The lynchpin to biotech and pharmaceutical drug development in the United States is arguably the greater Boston area, which includes the white hot square mile of talent and intellectual collaboration found in Kendall Square.
Elijah Lovkoff / Shutterstock.com
The lynchpin to biotech and pharmaceutical drug development in the United States is arguably the greater Boston area, which includes the white hot square mile of talent and intellectual collaboration found in Kendall Square.
For years, the area known as Genetown has been a leader in innovation and drug development. With the positive results coming out of the multiple companies and prestigious universities that call the area home, it’s no wonder that companies pay high premiums for office and lab space in the area. The price is high in Kendall Square because the availability of space has gone down as more and more companies seek to establish a presence there, such as Allergan, which announced in January that it will establish an R&D facility in Kendall Square. With competition for space high, real estate companies have been looking to spark life-science hubs across other parts of Boston, such as the proposal of a new life sciences campus in Boston to compete with Kendall Square.
Companies would not be vying for space in the area if the long-term payoff wasn’t worth it. It’s rare for a week to go by without positive news being reported from Genetown. Some recent news from the area includes:
EMD Serono, a division of Merck KGaA, Darmstadt, Germany, closed out March by snagging approval from the U.S. Food and Drug Administration for Mavenclad (cladribine), a therapy for adults with relapsing-remitting multiple sclerosis (RRMS) and active secondary progressive disease (SPMS). The approval marked Mavenclad as the “first and only treatment” approved by the FDA for RRMS and active SPMS that provided two years of proven efficacy with a maximum of 20 days of oral treatment. Mavenclad is recommended for patients who did not respond adequately to an alternate MS drug but is not recommended for patients with clinically isolated syndrome (CIS). The approval does not come without a warning, though. The FDA slapped a boxed warning on the medication for potential risk of malignancy and risk of teratogenicity. Mavenclad was first approved in the European Union in August 2017 and has since been approved for use in more than 50 countries.
Also in March, SAGE Therapeutics won approval for Zulresso (brexanalone), the first and only medicine specifically approved to treat postpartum depression. The approval marks what could be a game changer in treating PPD due to the fact that about 400,000 women in the U.S. are diagnosed with it each year. When Zulresso was first approved, Sage Chief Executive Officer Jeff Jonas said the company is proud to be part of an important moment in mental health treatment. The approval of Zulresso creates an opportunity for “an unprecedented change in the way postpartum depression is thought about and treated.” Jonas said that not only does Sage believe Zulresso will address this important need for women’s mental health, but he also said the company believes the medication will be a “catalyst in starting a new dialogue emphasizing the importance of women’s mental health, and the importance of diagnosing and treating PPD.”
In addition to regulatory wins, companies in the area are also seeing positive clinical results. In March, Cambridge, Mass.-based Akebia Therapeutics announced positive top-line results from two Phase III studies evaluating vadadustat, an investigational oral hypoxia-inducible factor prolyl hydroxylase inhibitor (HIF-PHI), in Japanese subjects with anemia due to chronic kidney disease (CKD).
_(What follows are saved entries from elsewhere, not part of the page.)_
PR #76, opened 2026-06-22
feat: evomem auto-provisioning + setup wizard + Discord channel

srflmr:
> 📋 **Sequential PR series — 2 of 2** · **depends on #75**
> 1. #75 — fix: restart/update reliability _(merge first)_
> 2. **feat: evomem provisioning + Discord ← THIS PR**
>
> ⚠️ **Stacked on #75.** Until #75 is merged, the diff below also includes #75's
> 3 fix commits. The **3 commits that belong to this PR** are:
> - `ad1727d` feat(evomem): auto-provision the memory-engine binary
> - `02b7386` feat(setup): add evonic setup CLI wizard with evomem provisioning
> - `76566c2` feat: add Discord channel support
>
> This PR's dashboard auto-restart reuses `backend/restart.py` from #75. Once #75
> merges I'll rebase onto the updated `main` and the diff will narrow to just the
> 3 feat commits. Happy to hold review until then.

---

Two additive features (commits kept separate for review).

### 1) `feat(evomem)`: auto-provision the memory-engine binary
**Problem.** The memory engine defaults to evomem, but nothing installed the binary, so fresh installs silently fell back to FTS5; installer, doctor, and setup were inconsistent about it.

**Change.** `backend/evomem_provision.py` as the single source of truth: resolve the latest release via the GitHub API (`EVOMEM_VERSION` pins a tag), verify the download against the API-reported SHA-256, install atomically. On any failure (unsupported platform, network, checksum) it returns cleanly and the runtime keeps using FTS5. Wired through every surface: CLI `evonic evomem install [--force]`; `doctor --fix` (installs before judging the memory-engine check, instead of only creating the directory); `install.sh` (best-effort, non-fatal); `setup` (logs whether evomem is ready or FTS5 will be used); `.env.example` documents `EVONIC_MEMORY_ENGINE` / `EVOMEM_VERSION` / `EVOMEM_BINARY`.

### 2) `feat(setup)`: `evonic setup` CLI wizard
**Problem.** `install.sh` called `evonic setup`, but no such subcommand existed — under `set -e` the installer exited non-zero, leaving fresh installs unconfigured.

[...]

PR #78, opened 2026-06-23
feat: evomem memory-engine auto-provisioning + setup integration

srflmr:
Auto-provision the evomem memory-engine binary and wire it into the setup surfaces. Two commits, kept separate for review.

> Supersedes #76 — that PR bundled a Discord channel that shares no code with this change. Discord is now its own PR; this one is evomem + setup only.

### 1) `feat(evomem)`: auto-provision the memory-engine binary
**Problem.** The memory engine defaults to evomem, but nothing installed the binary, so fresh installs silently fell back to FTS5; installer, doctor, and setup were inconsistent about it.

**Change.** `backend/evomem_provision.py` as the single source of truth: resolve the latest release via the GitHub API (`EVOMEM_VERSION` pins a tag), verify the download against the API-reported SHA-256, install atomically. On any failure (unsupported platform, network, checksum) it returns cleanly and the runtime keeps using FTS5. Wired through every surface: CLI `evonic evomem install [--force]`; `doctor --fix` (installs before judging the memory-engine check, via the single `ensure_evomem()` — no redundant directory stub); `install.sh` (best-effort, non-fatal); `run_setup()` logs whether evomem is ready or FTS5 will be used; `.env.example` documents `EVONIC_MEMORY_ENGINE` / `EVOMEM_VERSION` / `EVOMEM_BINARY`.

### 2) `feat(setup)`: provision evomem during setup
**Change.** Hook provisioning into the existing setup surfaces — does **not** add a parallel wizard; builds on your `evonic setup` from `b3bdd37`:
- CLI `evonic setup`: an evomem install step (interactive, default yes) after the super agent is created. Skipped under `--non-interactive`; `install.sh` provisions evomem directly and `ensure_evomem()` is idempotent.
- Web setup wizard (`templates/setup.html`): an "Install evomem" checkbox (default on) + a Review row; `routes/dashboard.py` reads `install_evomem` and runs `ensure_evomem()` in the background restart thread so the download never blocks the HTTP response.

### Why it's safe
- Additive — new module + an opt-in step on existing commands. No `models/` schema changes.
- evomem provisioning is **opt-in** (default yes) and **best-effort** with a clean FTS5 fallback; no surface fails when the binary can't be installed.
- Rebased on current `main`; reuses your `setup_command()` and `backend/restart.py`.

### Test plan
- `test_evomem_provision` green (network mocked).
- `python -m backend.evomem_provision` downloads + installs evomem (best-effort, FTS5 fallback otherwise).
- `evonic setup`, `evonic evomem install`, `doctor --fix` exercised cleanly. `evonic setup --help` confirms no subparser collision with the upstream wizard.

### DIFF
--- a/.env.example
+++ b/.env.example
@@ -58,3 +58,13 @@ EVONIC_SESSION_ARCHIVE=0
 # verify the new code imports cleanly without touching the live server's port or DB
 # connections. Not intended for production use.
 # EVONIC_SMOKE_TEST=
+
+# Memory engine: "evomem" (default, graph-backed; requires the evomem binary) or
+# "fts5" (SQLite full-text fallback, no binary needed). The installer fetches the
+# evomem binary automatically; otherwise run `evonic evomem install`. When evomem
+# is selected but the binary is absent, the runtime transparently uses FTS5.
+EVONIC_MEMORY_ENGINE=evomem
+# Pin a specific evomem release tag (default: latest). e.g. EVOMEM_VERSION=v0.2.0
+# EVOMEM_VERSION=
+# Override the evomem binary path (default: shared/bin/evomem).
+# EVOMEM_BINARY=
--- a/backend/evomem_provision.py
+++ b/backend/evomem_provision.py
@@ -55,8 +55,14 @@ _DOWNLOAD_TIMEOUT = 60
 
 
 def default_binary_path() -> str:
-    """Canonical install path for the evomem binary: <repo>/shared/bin/evomem."""
-    return os.path.join(_BASE_DIR, "shared", "bin", _BINARY_NAME)
+    """Install path for the evomem binary.
+
+    Honours the EVOMEM_BINARY override so the provisioner writes exactly where
+    evomem_client._resolve_binary() reads it; otherwise <repo>/shared/bin/evomem.
+    Without this, setting EVOMEM_BINARY would install the binary to a path the
+    runtime never consults.
+    """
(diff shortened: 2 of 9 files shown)


anvie:
Thanks for the PR! The single source of truth pattern for evomem binary provisioning is a great design choice, ensuring consistency across the CLI, web setup wizard, and installer. The implementation correctly handles idempotency, atomic installation, and integrity verification with thorough test coverage. One minor suggestion: consider downgrading the logging severity in `_fail()` from `ERROR` to `WARNING` for expected conditions like unsupported platforms to reduce production log noise. Overall, this looks great and is ready to merge.

srflmr:
Thanks for the review, @anvie!

Addressed the logging-severity suggestion: `_fail()` now takes a `level` arg (default `ERROR`). The expected, non-actionable conditions — unsupported platform and "no release asset for this platform" — log at `WARNING` to cut production noise, while genuine failures (network errors, missing sha256 digest, checksum mismatch, install error) stay at `ERROR` so real problems remain visible.

While in there I rebased onto the latest `main` and added one small related fix: `default_binary_path()` now honours the `EVOMEM_BINARY` override, mirroring `evomem_client._resolve_binary()`. Previously it always installed to `shared/bin/evomem`, so a custom `EVOMEM_BINARY` would be provisioned to a path the runtime never reads — now the provisioner writes exactly where the engine looks.

Tests assert both log severities and the env-override path; full suite green. Pushed as a separate commit on top so the changes are easy to diff.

Each study, one in non-dialysis dependent subjects and one in hemodialysis-dependent subjects, met its primary endpoint, Akebia said. The studies were conducted by Akebia’s collaboration partner in Japan, Mitsubishi Tanabe Pharma Corporation. Based on the results of the study, MTPC expects to submit a Japanese New Drug Application in 2019.
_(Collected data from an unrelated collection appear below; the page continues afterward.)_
PR #88, opened 2026-07-15
feat: improve ChatView command and Bash modes

binsarjr:
## Summary
- Add a dynamically discovered, keyboard-accessible slash-command palette to the ChatView composer.
- Position command suggestions above the composer and insert a selected command without submitting it.
- Refine `!` Bash mode as a red, monospace shell state with a compact helper message above the composer.
- Preserve the existing server-side Bash permission and web-session enforcement.

## Validation
- Jinja template compilation
- Extracted ChatView composer JavaScript syntax check with `node --check`
- `git diff --check`
- Command API smoke tests, including unknown-agent `404`

## Notes
- The full pytest suite was not run because pytest was unavailable in the local system and virtual environments.

### DIFF
--- a/backend/slash_commands.py
+++ b/backend/slash_commands.py
@@ -44,6 +44,33 @@ class SlashCommandRegistry:
         return [(cmd.name, cmd.description) for cmd in self._commands.values()]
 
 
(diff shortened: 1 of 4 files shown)


binsarjr:
image
image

Genetown has also been rocked by failure as well. Perhaps most noticeably is Biogen’s Alzheimer’s failure. Last month Biogen and its development partner Eisai discontinued several Alzheimer’s disease trials involving aducanumab. The two companies halted the trials after an independent data monitoring committee said they would not likely hit their primary endpoints. With the termination of those trials, aducanumab has met the fate of many other late-stage hopes for treating the dread form of dementia – failure. Biogen will likely have to reset some of its R&D plans over the next several months after banking many of its hopes on aducanumab.
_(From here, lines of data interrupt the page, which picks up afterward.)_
PR #102, opened 2020-06-24
Add EXPLAIN statement

asdine:
This PR adds basic support for the EXPLAIN statement. If the query is a SELECT, UPDATE or DELETE, It displays the query plan tree, otherwise, it returns an error.
This PR also contains some fixes on how values are marshaled into JSON


document/json.go
```diff
@@ -117,12 +121,34 @@ func (vb *ValueBuffer) UnmarshalJSON(data []byte) error {
...
+	if err != nil {
+		return err
+	}
+
+	_, err = w.Write(buf)
+	if err != nil {
+		return err
+	}
+
+	_, err = w.Write([]byte{'\n'})
```
yaziine, line 134: Why do we need to add a `\n` at the end of the buffer? Same for `ArrayToJSON` function.

sql/parser/explain.go
```diff
@@ -0,0 +1,25 @@
+package parser
+
+import (
+	"github.com/genjidb/genji/sql/planner"
+	"github.com/genjidb/genji/sql/query"
+	"github.com/genjidb/genji/sql/scanner"
+)
+
+// parseDropStatement parses a drop string and returns a Statement AST object.
+// This function assumes the DROP token has already been consumed.
```
yaziine, line 10: Don't forget to update this.

sql/parser/explain.go
```diff
@@ -0,0 +1,25 @@
...
+func (p *Parser) parseExplainStatement() (query.Statement, error) {
+	// ensure we don't have multiple EXPLAIN keywords
+	tok, pos, lit := p.ScanIgnoreWhitespace()
+	if tok == scanner.EXPLAIN {
+		return nil, newParseError(scanner.Tokstr(tok, lit), []string{"TABLE", "INDEX"}, pos)
```
yaziine, line 15:
```suggestion
		return nil, newParseError(scanner.Tokstr(tok, lit), []string{"SELECT", "UPDATE", "DELETE"}, pos)
```

sql/planner/operation_string.go
```diff
@@ -0,0 +1,33 @@
+// Code generated by "stringer -type=Operation"; DO NOT EDIT.
```
yaziine, line 1: What's the purpose of this file?

sql/query/expr/literal.go
```diff
@@ -93,6 +99,22 @@ func (l LiteralExprList) IsEqual(other Expr) bool {
 	return true
 }
 
+// String implements the fmt.Stringer interface.
```
yaziine, line 102: Some `String` methods miss this comment. We should add it to each exported String methods.

sql/planner/operation_string.go
asdine: It was generated by this tool https://godoc.org/golang.org/x/tools/cmd/stringer, it's a way to generate `String() string` methods to enums

sql/parser/explain.go
asdine: Good catch 👍

document/json.go
asdine: Great question, I'll add a comment

asdine: I have removed it because it didn't really make sense anymore. We'd better have this function return a json object without newline, and rely on `json.Encoder` if we want to control the behaviour.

Also in March, Zafgen was forced to suspend trials for its Prader-Willi Syndrome treatment, ZGN-1258. Zafgen said it suspended its plans after toxicology studies in animal subjects yielded “unexpected findings.” The company said that nonclinical data showed degeneration and other anomalies in rat muscle tissue to different degrees. That decision to suspend development came several months after the FDA slapped a clinical hold on Zafgen’s lead product for an experimental diabetes medication due to safety concerns.